PR #2064, opened 2025-11-06
Document BNF Generator

montymxb:
Was looking into the bnf generator and realized it wasn't documented externally yet. Went ahead & added that plus an associated log entry to match the other generators.


montymxb:
@spoenemann yep I can add those in today before pulling in the changes. No problem.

------------------------

[WORK REQUEST]:
Write out exactly the lines from the one with "Was looking into" through the end of the records above, both ends included, and leave out all other lines.

[TASK SOLUTION]:
Was looking into the bnf generator and realized it wasn't documented externally yet. Went ahead & added that plus an associated log entry to match the other generators.


montymxb:
@spoenemann yep I can add those in today before pulling in the changes. No problem.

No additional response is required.